Ich habe momentan immer noch nen Standardkühler verbaut muss ihn aber langfristig gesehen definitiv auswechseln um meine CPU im Sommer zu schonen.
Ich wohne nämlich im Dachgeschoss sprich Tagsüber wird es hier im schnitt 30-35°+ warm, da hat meine momentane CPU ordentlich zu hecheln.
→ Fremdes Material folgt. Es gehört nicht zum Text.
PR #2709, opened 2025-02-04
Track Cupid Bow actions and activities

Ignose:


jaadams5:
Some discussion at https://kolmafia.us/threads/toy-cupid-bow-preferences.30274/#post-176168

Progress will be halted until conflicts are resolved.  If you need help or want someone else to do that, please ask.

It looks like the code is not spotless so spotless should be run after resolving conflicts.

I think there was some more HTML posted at KoLmafia.us  It would be nice to use it in a test also.

I will circle back and check the logic since there might be a way to do it with two preferences.

Thanks.

Ignose:
Pulling this one and opening a new one, I had to re-clone the project to get recent updates for some reason.

PR #2710, opened 2025-02-05
Toy Cupid Bow - Clean

Ignose:


src/net/sourceforge/kolmafia/request/FightRequest.java
```diff
@@ -7091,6 +7095,32 @@ private static void processP(Element node, TagStatus status) {
       FightRequest.logText(str, status);
     }
 
+    if (KoLCharacter.hasEquipped(ItemPool.TOY_CUPID_BOW)) {
```
horrible-little-slime, line 7098: This is identical to checking `status.cupidbow`, which is what you check down below. Why are these different?

src/net/sourceforge/kolmafia/request/FightRequest.java
```diff
@@ -7091,6 +7095,32 @@ private static void processP(Element node, TagStatus status) {
...
+      if (Preferences.getInteger("cupidBowLastFamiliar")
+          == KoLCharacter.getEffectiveFamiliar().getId()) {
+        Preferences.increment("cupidBowFights");
```
horrible-little-slime, line 7101: is it worth capping this at 5?

src/net/sourceforge/kolmafia/request/FightRequest.java
```diff
@@ -7091,6 +7095,32 @@ private static void processP(Element node, TagStatus status) {
       FightRequest.logText(str, status);
     }
 
+    if (KoLCharacter.hasEquipped(ItemPool.TOY_CUPID_BOW)) {
+      if (Preferences.getInteger("cupidBowLastFamiliar")
+          == KoLCharacter.getEffectiveFamiliar().getId()) {
```
horrible-little-slime, line 7100: Technically I don't think we want effective familiar here--that accounts for stuff like doppelshifter and chameleon. I guess chameleon can never equip a TCB, but doppelshifter can.

test/net/sourceforge/kolmafia/request/FightRequestTest.java
```diff
@@ -3705,6 +3705,23 @@ public void canDetectTimePrankMessage() {
...
+    void canDetectCupidBow() {
+      var cleanups =
+          new Cleanups(
+              withFamiliar(FamiliarPool.MINI_KIWI),
+              withEquipped(ItemPool.TOY_CUPID_BOW),
+              withProperty("_cupidBowFamiliars", ""),
+              withFight());
+      try (cleanups) {
+        parseCombatData("request/test_cupid_bow.html");
+        assertThat("_cupidBowFamiliars", !isSetTo(""));
```
horrible-little-slime, line 3720: I don't think this is a valid assertion, but I don't know a lot about assertions. Either way it feels more prudent to check that it _is_ set to `"300"` (the mini kiwi's famid) rather than making sure that it isn't an empty string.

Ignose: It isn't, I updated to 380. Tests are hard.

src/net/sourceforge/kolmafia/request/FightRequest.java
```diff
@@ -7091,6 +7095,31 @@ private static void processP(Element node, TagStatus status) {
       FightRequest.logText(str, status);
     }
 
+    // looks askance at the toy bow you've provided and shoots the plunger-arrow over the horizon,
+    // then proceeds to drag something more appropriate back.
+    if (status.cupidbow) {
+      if (Preferences.getInteger("cupidBowLastFamiliar")
+              == KoLCharacter.getEffectiveFamiliar().getId()
+          && Preferences.getInteger("cupidBowFights") < 5) {
```
horrible-little-slime, line 7103: don't cap it like this, use the 3 arg version of `Preferences.increment`

jaadams5:
Test failure is yours and not one of the intermittent failures that have nothing to do with new code.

Kann irgendjemand einen CPU Kühler empfehlen der zum Gehäuse (maße) sowie Motherboard passt? 
Und das ganze einigermaßen Kühl hält?

Maximal will ich 50€ ausgeben +- 10€

Mfg Restlessheart ich bin für jede Hilfe dankbar 

Edit: Übertakten ist nicht meine Absicht, ich hab auch ehrlich gesagt keine Ahnung vonner Materie, macht es sinn eine FX6300 zu übertakten bzw is der Performancegewinn groß genug um es zu spüren?


----------



## zael84 (31. Mai 2018)

*AW: Suche passenden CPU-Kühler/Lüfter für FX6300*

Da gibt es echt viele...

z.B.

Scythe Mugen 5 PCGH Edition Tower Kühler - CPU Kühler | Mindfactory.de - Hardware, Notebooks
be quiet! Dark Rock 4 - CPU Kühler | Mindfactory.de - Hardware, Notebooks & Software bei
Scythe Kotetsu Mark II Tower Kühler - CPU Kühler | Mindfactory.de - Hardware, Notebooks


----------



## airXgamer (31. Mai 2018)

*AW: Suche passenden CPU-Kühler/Lüfter für FX6300*

Ein stehender Tower Kühler ist für einen FX eher eine schlechte Idee, da dann als nächstes die Spannungswandler des Mainboards überhitzen. Du brauchst einen Top Blow Kühler. 
So was: Produktvergleich Noctua NH-L9a, be quiet! Shadow Rock TF 2, Noctua NH-L9x65, Noctua NH-L9x65 SE-AM4 | Geizhals Deutschland


----------



## HenneHuhn (3. Juni 2018)

*AW: Suche passenden CPU-Kühler/Lüfter für FX6300*

Statt solcher z.T. falschen Pauschalantworten verweise ich lieber erstmal auf folgenden Artikel: Top-Blower- gegen Tower-CPU-Kuhler: Auswirkung auf die Temperatur von Mainboard-Spannungswandlern


----------



## rschwertz (8. Juni 2018)

*AW: Suche passenden CPU-Kühler/Lüfter für FX6300*

als Budgetlösung:
Cooler Master Hyper T4 Tower Kühler - CPU Kühler | Mindfactory.de - Hardware, Notebooks
oder etwas leistungstärker/ leiser
Cooler Master Hyper 612 V2 Tower Kühler - CPU Kühler | Mindfactory.de - Hardware, Notebooks
Bei allen Kühlern die Einbauanleitungen beachten (kann man sich beim Hersteller vorher ansehen).
Grundsätzlich sind Kühler die 95W oder mehr abführen müssen etwas größer - d.h. den Platz prüfen (Höhe und Tiefe - speziell mit dem Gehäuselüfter direkt in Kühlernähe).


----------